Example: [Healthy Heart AE Model Configuration](../Experiments/HealthyHeart/run_models/AE/model_config.py)

**Note:**  
- You can update the number of epochs you want to run by modifying the `epochs` parameter in the dictionary:

```python
train_model_dict = {
    "epochs": 2,        # For testing; for full experiments, use a larger value (e.g., 500)
    # "epochs": 500,     # Number of training epochs used in our experiments
}
```

- `run_<modelname>_allfolds.py`: Executes the entire training pipeline for all 5 folds.
- `sbatch_run_<modelname>.py`: SLURM script to run the model training on a cluster.

**Customization Options**:

- Modify `model_config.py` to change hyperparameters (e.g., layer units, latent dimensions, epochs, how the model is loaded).
- If you only want to run a single fold (e.g., fold 1), adjust `run_<modelname>_allfolds.py` accordingly.

Once configured, run:

```bash
python run_<modelname>_allfolds.py
```

or submit via SLURM:

```bash
sbatch sbatch_run_<modelname>.py

```

The AE, AEC, scMEDAL-FE, scMEDAL-FEC, or scMEDAL-RE models can be run independently.

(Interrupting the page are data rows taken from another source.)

PR #1112, opened 2023-05-15
fix: logging an error when unit iframe fails to load

davidjoy:
Right now we log nothing to the logging service when a unit iframe fails to load.  The ErrorPage that’s shown isn’t using the ErrorBoundary, so we had no indication that something went wrong.  This solves the problem closer to the source where the error originates.

This PR also bumps frontend-platform to 4.3.0 to pick up the new feature that automatically logs the userId to the logging service whenever an error occurs.

### DIFF
--- a/package-lock.json
+++ b/package-lock.json
@@ -13,7 +13,7 @@
         "@edx/frontend-component-footer": "12.0.0",
         "@edx/frontend-component-header": "4.0.0",
         "@edx/frontend-lib-special-exams": "2.16.2",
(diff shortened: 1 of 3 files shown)


robrap (commented):
Nice. Do we need a test, or too tricky if this isn't yet tested?

adzuci (approved):

davidjoy:
Bummer, but I don't think I can write a test for this with the current code structure, especially given that it's in the onLoad of an iframe loading in a unit test.  There are no other tests for that code.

The PCA model can be run simultaneusly with another model. Just set "get_pca": True in config.py

```python
get_scores_dict = {

    "get_pca": True

}
```

The  The MEC model require `latent_space` the outputs from the AE, AEC, scMEDAL-FE, scMEDAL-FEC, or scMEDAL-RE models. It cannot run without them.  


**Environment Note**: Run the models using the `run_models_env`.

---
### Step 5: Check the Model's Outputs
Check more details about the outputs in **[ExperimentOutputs](ExperimentOutputs.md)**

---

**Summary**:

1. **Preprocessing**: Prepares data and may produce processed datasets and scenarios.
2. **Splitting Data**: Creates train/val/test subsets for cross-validation.
3. **Running Models**: Trains models on the prepared splits and produces output results for further analysis. Each model's configuration and runtime settings can be adjusted to your needs.

Once the model run is complete, you'll have timestamped run names and corresponding outputs ready for downstream analysis (such as generating confidence intervals, UMAP visualizations, and Genomaps). See more instructions in **[How2AnalyzeYourModelOutputs](How2AnalyzeYourModelOutputs.md)**.